WORK TO COMPLETE:
Copy the following listing word for word.

——————————

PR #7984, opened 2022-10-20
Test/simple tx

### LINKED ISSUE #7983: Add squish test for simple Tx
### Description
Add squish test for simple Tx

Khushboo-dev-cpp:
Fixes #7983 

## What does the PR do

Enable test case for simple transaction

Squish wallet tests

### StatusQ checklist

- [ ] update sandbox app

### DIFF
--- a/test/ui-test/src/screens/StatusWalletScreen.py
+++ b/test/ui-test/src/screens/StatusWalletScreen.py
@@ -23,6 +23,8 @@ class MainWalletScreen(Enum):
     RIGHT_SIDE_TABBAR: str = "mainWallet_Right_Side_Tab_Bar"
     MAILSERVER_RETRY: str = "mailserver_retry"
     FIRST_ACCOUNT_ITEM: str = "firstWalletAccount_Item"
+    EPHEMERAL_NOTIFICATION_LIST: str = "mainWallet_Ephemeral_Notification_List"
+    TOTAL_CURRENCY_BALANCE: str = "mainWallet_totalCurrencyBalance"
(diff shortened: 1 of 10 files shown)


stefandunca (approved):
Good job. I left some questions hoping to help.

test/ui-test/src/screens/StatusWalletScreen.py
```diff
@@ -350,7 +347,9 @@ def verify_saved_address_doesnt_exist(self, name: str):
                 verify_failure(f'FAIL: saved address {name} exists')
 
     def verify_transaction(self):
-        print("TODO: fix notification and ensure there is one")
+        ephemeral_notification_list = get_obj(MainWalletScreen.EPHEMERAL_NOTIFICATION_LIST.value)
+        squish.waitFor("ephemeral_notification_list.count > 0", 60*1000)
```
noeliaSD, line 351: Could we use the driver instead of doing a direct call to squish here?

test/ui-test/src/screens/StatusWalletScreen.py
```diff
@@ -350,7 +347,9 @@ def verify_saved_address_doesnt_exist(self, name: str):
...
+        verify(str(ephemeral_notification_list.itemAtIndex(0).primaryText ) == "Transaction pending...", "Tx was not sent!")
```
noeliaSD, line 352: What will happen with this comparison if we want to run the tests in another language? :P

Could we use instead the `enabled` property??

——————————

YOUR SOLUTION:
PR #7984, opened 2022-10-20
Test/simple tx

### LINKED ISSUE #7983: Add squish test for simple Tx
### Description
Add squish test for simple Tx

Khushboo-dev-cpp:
Fixes #7983 

## What does the PR do

Enable test case for simple transaction

Squish wallet tests

### StatusQ checklist

- [ ] update sandbox app

### DIFF
--- a/test/ui-test/src/screens/StatusWalletScreen.py
+++ b/test/ui-test/src/screens/StatusWalletScreen.py
@@ -23,6 +23,8 @@ class MainWalletScreen(Enum):
     RIGHT_SIDE_TABBAR: str = "mainWallet_Right_Side_Tab_Bar"
     MAILSERVER_RETRY: str = "mailserver_retry"
     FIRST_ACCOUNT_ITEM: str = "firstWalletAccount_Item"
+    EPHEMERAL_NOTIFICATION_LIST: str = "mainWallet_Ephemeral_Notification_List"
+    TOTAL_CURRENCY_BALANCE: str = "mainWallet_totalCurrencyBalance"
(diff shortened: 1 of 10 files shown)


stefandunca (approved):
Good job. I left some questions hoping to help.

test/ui-test/src/screens/StatusWalletScreen.py
```diff
@@ -350,7 +347,9 @@ def verify_saved_address_doesnt_exist(self, name: str):
                 verify_failure(f'FAIL: saved address {name} exists')
 
     def verify_transaction(self):
-        print("TODO: fix notification and ensure there is one")
+        ephemeral_notification_list = get_obj(MainWalletScreen.EPHEMERAL_NOTIFICATION_LIST.value)
+        squish.waitFor("ephemeral_notification_list.count > 0", 60*1000)
```
noeliaSD, line 351: Could we use the driver instead of doing a direct call to squish here?

test/ui-test/src/screens/StatusWalletScreen.py
```diff
@@ -350,7 +347,9 @@ def verify_saved_address_doesnt_exist(self, name: str):
...
+        verify(str(ephemeral_notification_list.itemAtIndex(0).primaryText ) == "Transaction pending...", "Tx was not sent!")
```
noeliaSD, line 352: What will happen with this comparison if we want to run the tests in another language? :P

Could we use instead the `enabled` property??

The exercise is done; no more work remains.